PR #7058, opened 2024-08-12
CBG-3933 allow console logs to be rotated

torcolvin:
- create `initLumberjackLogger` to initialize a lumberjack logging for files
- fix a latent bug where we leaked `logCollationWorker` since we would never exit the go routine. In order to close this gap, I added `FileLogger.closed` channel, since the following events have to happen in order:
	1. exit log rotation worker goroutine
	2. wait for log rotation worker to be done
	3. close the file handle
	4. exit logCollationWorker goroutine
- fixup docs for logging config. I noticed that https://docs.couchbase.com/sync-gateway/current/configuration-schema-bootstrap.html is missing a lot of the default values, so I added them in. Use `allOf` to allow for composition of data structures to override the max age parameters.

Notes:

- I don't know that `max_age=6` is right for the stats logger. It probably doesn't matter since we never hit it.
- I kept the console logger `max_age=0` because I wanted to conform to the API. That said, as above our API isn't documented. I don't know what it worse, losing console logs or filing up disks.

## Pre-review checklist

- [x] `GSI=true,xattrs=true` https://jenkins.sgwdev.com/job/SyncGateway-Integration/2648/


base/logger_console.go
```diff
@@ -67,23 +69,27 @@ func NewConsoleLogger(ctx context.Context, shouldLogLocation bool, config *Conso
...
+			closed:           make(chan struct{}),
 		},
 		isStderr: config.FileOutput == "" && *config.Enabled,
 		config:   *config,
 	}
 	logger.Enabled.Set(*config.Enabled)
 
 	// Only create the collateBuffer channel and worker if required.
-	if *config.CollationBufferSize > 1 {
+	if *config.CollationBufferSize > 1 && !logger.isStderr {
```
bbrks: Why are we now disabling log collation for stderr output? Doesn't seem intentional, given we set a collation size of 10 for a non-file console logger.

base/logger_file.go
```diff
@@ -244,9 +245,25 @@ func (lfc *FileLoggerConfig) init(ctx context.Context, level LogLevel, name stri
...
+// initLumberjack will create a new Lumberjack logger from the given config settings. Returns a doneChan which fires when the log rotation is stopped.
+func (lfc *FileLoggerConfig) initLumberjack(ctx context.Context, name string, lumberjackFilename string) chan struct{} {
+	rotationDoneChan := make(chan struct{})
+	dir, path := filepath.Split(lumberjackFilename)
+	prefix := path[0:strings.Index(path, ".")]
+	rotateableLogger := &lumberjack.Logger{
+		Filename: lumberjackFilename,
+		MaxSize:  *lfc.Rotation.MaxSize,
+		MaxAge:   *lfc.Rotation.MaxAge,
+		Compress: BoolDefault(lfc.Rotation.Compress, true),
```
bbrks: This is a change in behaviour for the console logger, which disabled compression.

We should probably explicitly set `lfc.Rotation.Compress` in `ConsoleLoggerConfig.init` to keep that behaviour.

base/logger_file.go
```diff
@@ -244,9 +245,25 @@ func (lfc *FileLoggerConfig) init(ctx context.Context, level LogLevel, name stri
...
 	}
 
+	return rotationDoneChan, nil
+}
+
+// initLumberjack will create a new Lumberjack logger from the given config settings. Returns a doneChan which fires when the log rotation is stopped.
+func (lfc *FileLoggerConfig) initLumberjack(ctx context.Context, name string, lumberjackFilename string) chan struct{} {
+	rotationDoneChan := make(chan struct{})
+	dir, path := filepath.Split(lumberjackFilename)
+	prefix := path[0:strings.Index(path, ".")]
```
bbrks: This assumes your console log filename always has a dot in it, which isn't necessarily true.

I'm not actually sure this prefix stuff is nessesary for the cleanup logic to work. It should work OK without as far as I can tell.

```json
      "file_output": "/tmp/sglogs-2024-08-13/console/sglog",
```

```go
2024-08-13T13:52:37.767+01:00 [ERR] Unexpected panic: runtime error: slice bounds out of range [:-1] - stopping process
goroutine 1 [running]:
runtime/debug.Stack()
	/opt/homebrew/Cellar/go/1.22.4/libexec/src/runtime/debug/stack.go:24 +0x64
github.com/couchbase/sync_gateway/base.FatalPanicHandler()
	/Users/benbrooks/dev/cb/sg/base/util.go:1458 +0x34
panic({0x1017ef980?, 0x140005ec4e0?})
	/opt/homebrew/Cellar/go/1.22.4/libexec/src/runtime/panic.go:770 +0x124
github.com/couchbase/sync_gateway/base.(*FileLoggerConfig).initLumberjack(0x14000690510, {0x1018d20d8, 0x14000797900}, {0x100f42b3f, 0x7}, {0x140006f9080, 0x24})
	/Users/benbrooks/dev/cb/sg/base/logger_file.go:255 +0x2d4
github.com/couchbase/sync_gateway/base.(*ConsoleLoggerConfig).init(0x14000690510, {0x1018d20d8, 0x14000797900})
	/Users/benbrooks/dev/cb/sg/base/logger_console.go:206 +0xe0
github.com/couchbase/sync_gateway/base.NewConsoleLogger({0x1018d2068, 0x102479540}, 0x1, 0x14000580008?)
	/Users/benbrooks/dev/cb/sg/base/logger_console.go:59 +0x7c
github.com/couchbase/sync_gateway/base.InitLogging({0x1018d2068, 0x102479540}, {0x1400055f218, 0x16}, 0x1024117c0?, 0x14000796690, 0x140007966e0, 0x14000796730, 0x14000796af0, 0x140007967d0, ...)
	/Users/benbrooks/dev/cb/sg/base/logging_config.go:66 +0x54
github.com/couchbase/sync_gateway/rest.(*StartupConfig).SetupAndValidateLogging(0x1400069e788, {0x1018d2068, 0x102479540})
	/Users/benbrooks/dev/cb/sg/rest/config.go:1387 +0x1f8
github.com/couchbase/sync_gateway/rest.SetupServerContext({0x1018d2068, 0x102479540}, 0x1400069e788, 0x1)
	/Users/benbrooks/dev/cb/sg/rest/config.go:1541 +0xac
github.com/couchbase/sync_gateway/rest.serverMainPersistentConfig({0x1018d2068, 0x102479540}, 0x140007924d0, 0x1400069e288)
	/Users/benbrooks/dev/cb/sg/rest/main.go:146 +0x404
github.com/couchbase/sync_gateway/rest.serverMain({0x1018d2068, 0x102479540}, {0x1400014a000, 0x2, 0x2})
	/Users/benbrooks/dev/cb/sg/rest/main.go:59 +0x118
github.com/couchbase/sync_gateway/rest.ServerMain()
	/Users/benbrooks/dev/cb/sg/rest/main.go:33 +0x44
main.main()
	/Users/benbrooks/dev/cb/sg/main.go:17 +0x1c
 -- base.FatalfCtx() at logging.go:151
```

• • • • • • •

Exercise objective: Restate the entire listing verbatim.

Written reply:
PR #7058, opened 2024-08-12
CBG-3933 allow console logs to be rotated

torcolvin:
- create `initLumberjackLogger` to initialize a lumberjack logging for files
- fix a latent bug where we leaked `logCollationWorker` since we would never exit the go routine. In order to close this gap, I added `FileLogger.closed` channel, since the following events have to happen in order:
	1. exit log rotation worker goroutine
	2. wait for log rotation worker to be done
	3. close the file handle
	4. exit logCollationWorker goroutine
- fixup docs for logging config. I noticed that https://docs.couchbase.com/sync-gateway/current/configuration-schema-bootstrap.html is missing a lot of the default values, so I added them in. Use `allOf` to allow for composition of data structures to override the max age parameters.

Notes:

- I don't know that `max_age=6` is right for the stats logger. It probably doesn't matter since we never hit it.
- I kept the console logger `max_age=0` because I wanted to conform to the API. That said, as above our API isn't documented. I don't know what it worse, losing console logs or filing up disks.

## Pre-review checklist

- [x] `GSI=true,xattrs=true` https://jenkins.sgwdev.com/job/SyncGateway-Integration/2648/


base/logger_console.go
```diff
@@ -67,23 +69,27 @@ func NewConsoleLogger(ctx context.Context, shouldLogLocation bool, config *Conso
...
+			closed:           make(chan struct{}),
 		},
 		isStderr: config.FileOutput == "" && *config.Enabled,
 		config:   *config,
 	}
 	logger.Enabled.Set(*config.Enabled)
 
 	// Only create the collateBuffer channel and worker if required.
-	if *config.CollationBufferSize > 1 {
+	if *config.CollationBufferSize > 1 && !logger.isStderr {
```
bbrks: Why are we now disabling log collation for stderr output? Doesn't seem intentional, given we set a collation size of 10 for a non-file console logger.

base/logger_file.go
```diff
@@ -244,9 +245,25 @@ func (lfc *FileLoggerConfig) init(ctx context.Context, level LogLevel, name stri
...
+// initLumberjack will create a new Lumberjack logger from the given config settings. Returns a doneChan which fires when the log rotation is stopped.
+func (lfc *FileLoggerConfig) initLumberjack(ctx context.Context, name string, lumberjackFilename string) chan struct{} {
+	rotationDoneChan := make(chan struct{})
+	dir, path := filepath.Split(lumberjackFilename)
+	prefix := path[0:strings.Index(path, ".")]
+	rotateableLogger := &lumberjack.Logger{
+		Filename: lumberjackFilename,
+		MaxSize:  *lfc.Rotation.MaxSize,
+		MaxAge:   *lfc.Rotation.MaxAge,
+		Compress: BoolDefault(lfc.Rotation.Compress, true),
```
bbrks: This is a change in behaviour for the console logger, which disabled compression.

We should probably explicitly set `lfc.Rotation.Compress` in `ConsoleLoggerConfig.init` to keep that behaviour.

base/logger_file.go
```diff
@@ -244,9 +245,25 @@ func (lfc *FileLoggerConfig) init(ctx context.Context, level LogLevel, name stri
...
 	}
 
+	return rotationDoneChan, nil
+}
+
+// initLumberjack will create a new Lumberjack logger from the given config settings. Returns a doneChan which fires when the log rotation is stopped.
+func (lfc *FileLoggerConfig) initLumberjack(ctx context.Context, name string, lumberjackFilename string) chan struct{} {
+	rotationDoneChan := make(chan struct{})
+	dir, path := filepath.Split(lumberjackFilename)
+	prefix := path[0:strings.Index(path, ".")]
```
bbrks: This assumes your console log filename always has a dot in it, which isn't necessarily true.

I'm not actually sure this prefix stuff is nessesary for the cleanup logic to work. It should work OK without as far as I can tell.

```json
      "file_output": "/tmp/sglogs-2024-08-13/console/sglog",
```

```go
2024-08-13T13:52:37.767+01:00 [ERR] Unexpected panic: runtime error: slice bounds out of range [:-1] - stopping process
goroutine 1 [running]:
runtime/debug.Stack()
	/opt/homebrew/Cellar/go/1.22.4/libexec/src/runtime/debug/stack.go:24 +0x64
github.com/couchbase/sync_gateway/base.FatalPanicHandler()
	/Users/benbrooks/dev/cb/sg/base/util.go:1458 +0x34
panic({0x1017ef980?, 0x140005ec4e0?})
	/opt/homebrew/Cellar/go/1.22.4/libexec/src/runtime/panic.go:770 +0x124
github.com/couchbase/sync_gateway/base.(*FileLoggerConfig).initLumberjack(0x14000690510, {0x1018d20d8, 0x14000797900}, {0x100f42b3f, 0x7}, {0x140006f9080, 0x24})
	/Users/benbrooks/dev/cb/sg/base/logger_file.go:255 +0x2d4
github.com/couchbase/sync_gateway/base.(*ConsoleLoggerConfig).init(0x14000690510, {0x1018d20d8, 0x14000797900})
	/Users/benbrooks/dev/cb/sg/base/logger_console.go:206 +0xe0
github.com/couchbase/sync_gateway/base.NewConsoleLogger({0x1018d2068, 0x102479540}, 0x1, 0x14000580008?)
	/Users/benbrooks/dev/cb/sg/base/logger_console.go:59 +0x7c
github.com/couchbase/sync_gateway/base.InitLogging({0x1018d2068, 0x102479540}, {0x1400055f218, 0x16}, 0x1024117c0?, 0x14000796690, 0x140007966e0, 0x14000796730, 0x14000796af0, 0x140007967d0, ...)
	/Users/benbrooks/dev/cb/sg/base/logging_config.go:66 +0x54
github.com/couchbase/sync_gateway/rest.(*StartupConfig).SetupAndValidateLogging(0x1400069e788, {0x1018d2068, 0x102479540})
	/Users/benbrooks/dev/cb/sg/rest/config.go:1387 +0x1f8
github.com/couchbase/sync_gateway/rest.SetupServerContext({0x1018d2068, 0x102479540}, 0x1400069e788, 0x1)
	/Users/benbrooks/dev/cb/sg/rest/config.go:1541 +0xac
github.com/couchbase/sync_gateway/rest.serverMainPersistentConfig({0x1018d2068, 0x102479540}, 0x140007924d0, 0x1400069e288)
	/Users/benbrooks/dev/cb/sg/rest/main.go:146 +0x404
github.com/couchbase/sync_gateway/rest.serverMain({0x1018d2068, 0x102479540}, {0x1400014a000, 0x2, 0x2})
	/Users/benbrooks/dev/cb/sg/rest/main.go:59 +0x118
github.com/couchbase/sync_gateway/rest.ServerMain()
	/Users/benbrooks/dev/cb/sg/rest/main.go:33 +0x44
main.main()
	/Users/benbrooks/dev/cb/sg/main.go:17 +0x1c
 -- base.FatalfCtx() at logging.go:151
```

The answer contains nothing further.